Your heat problem may also be caused by a stock
power supply that can't handle the extra load.


----------



## Joepro (Feb 21, 2006)

It would be tight, but I am pretty good at custom fabrication in general and think I could probably fit an 80mm fan under the front usb port(witch I would really like to relocate but the wires are too short, maybe i could find some longer ones, then Id have all the room in the world) Also, I dont know about powering the fan. I saw that they are 3 or 4 pins. I dunno if any of the available pins on this generic MB support fans( i dont know enough about them) Is it possible or same to splice into the power for the main fan, or grab power some where in the supply? I have wiring experience from installing car stereo for many years, so if need cut and soldered thats no problem.


----------



## leroys1000 (Aug 16, 2005)

If there is a 3 pin fan header on the motherboard,you can use that.
They are usually marked on the board.
It's just as easy to get a fan with a 4 pin molex connector and
connect it to the power supply.
You can use a splitter if you don't have an open connector.
No soldering necessary.
I would still look into upgrading the power supply,you have increased the
load on it quite a bit.


----------



## Joepro (Feb 21, 2006)

Is the 4 pin similar to that of the 4 pin for the HD's? I think I will look into doing both actually, I peeked through past the heat sink on the power supply and I think it said 150w, even I know thats a pos. I hate dell.


----------



## Fr4665 (Nov 18, 2004)

the 4 pin for the harddrive is called a molex connector. I know there are 3 pin Mother Board Fan plugs and also i have seen some 4 pin

you can just take a turkey thermometer and stick it in there and see how hot it is. Also check which part gets the hottest. Most of the time its either the CPU or the Video card.

Setup your cooling so there is an exhaust fan in the back pulling air out
<-[fan] computer <-[fan]
and an intake in the front to suck in cold air.
sometimes a PCI slot fan can also help on pulling warm air out those are cheap ~9$ and can just be added to any PCI slot.

To see if the CPU and or your video card is overheating you can download a program called Everest Home Edition by Lavasoft ( http://www.majorgeeks.com/download4181.html )

if the video is onboard then i wouldnt worry so much about it but maybe get some chipset coolers to add :4-dontkno 

if the CPU is over heating then i would recommend 1. to get a bigger more efficient CPU fan then the stock one or 2.make a fan adapter to put a bigger fan on the heatsink.

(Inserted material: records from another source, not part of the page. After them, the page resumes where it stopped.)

PR #324, opened 2024-12-10
Implement Dependency Submission workflow

Cirras:
@spiltcoffee, a replacement for the automatic dependency submission.

The automatic dependency submission always fails on release commits because the new versions for `delphi-tokens-generator-maven-plugin` and `license-maven-plugin` are unavailable until they've been published.

This new workflow installs everything locally before running the dependency submission.

### DIFF
--- a/.github/workflows/scan-dependencies.yml
+++ b/.github/workflows/scan-dependencies.yml
@@ -1,0 +1,27 @@
+name: Scan Dependencies
+
+on:
+  push:
+    paths:
+      - '**/pom.xml'
+    branches:
+      - 'master'
+
+permissions:
+  contents: write
+
+jobs:
+  install:
+    runs-on: ubuntu-latest
+    steps:
+      - uses: actions/checkout@v4
+      - name: Setup Java
+        uses: actions/setup-java@v4
+        with:
+          java-version: '17'
+          distribution: 'temurin'
+          cache: maven
+      - name: Maven Install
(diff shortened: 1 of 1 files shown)


.github/workflows/scan-dependencies.yml
```diff
@@ -0,0 +1,29 @@
...
+permissions:
+  contents: write
+
+jobs:
+  install:
+    runs-on: ubuntu-latest
+    steps:
+      - uses: actions/checkout@v4
+        with:
+          fetch-depth: 0
```
spiltcoffee, line 19: Is all history needed for this check? Wouldn't the default of `fetch-depth: 1` suffice for this check?

spiltcoffee (changes requested):
One question, otherwise looking good

.github/workflows/scan-dependencies.yml
spiltcoffee: Based on https://github.com/actions/checkout
```yml
    # Number of commits to fetch. 0 indicates all history for all branches and tags.
    # Default: 1
    fetch-depth: ''
```

Cirras: Oops, this was just copied from the build workflow - where we want fetch-depth 0 for sonar SCM analysis.

spiltcoffee (approved):
lgtm :+1:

Also make sure that the case is not to dusty because sometimes that causes alot of heat 

gl


----------



## timk9 (Feb 22, 2006)

Bingo about the need for additional fans. I would also say every couple months pop the case off and vacuum out all the dust, especially if it's a smoker's house. My first computer ever went over a year without me doing this (cause I didn't know) and burnt out the CPU and PSU within a couple months of each other.

Also keep in mind with Dell, the exhaust fan usually channels air through a plastic shroud directly over the CPU, inadvertently neglecting other components. So if you add intake fan(s) and/or a PCI cooler it would make a world of difference. I myself have 4 intake, 2 exhaust, and 2 PSU exhaust fans, running at low voltage so it's pretty quiet but moving a lot of air.

Others have pretty much answered your questions about cooling but I just wanted to add - you mentioned earlier wanting to relocate your USB ports. Take a look at http://www.frontx.com. They make modular drive bay panels (which look like they suck IMO) but also they sell the bare components to make or modify the cables - very handy! And if you're handy with tools you can mount them any place you want.

Tim


----------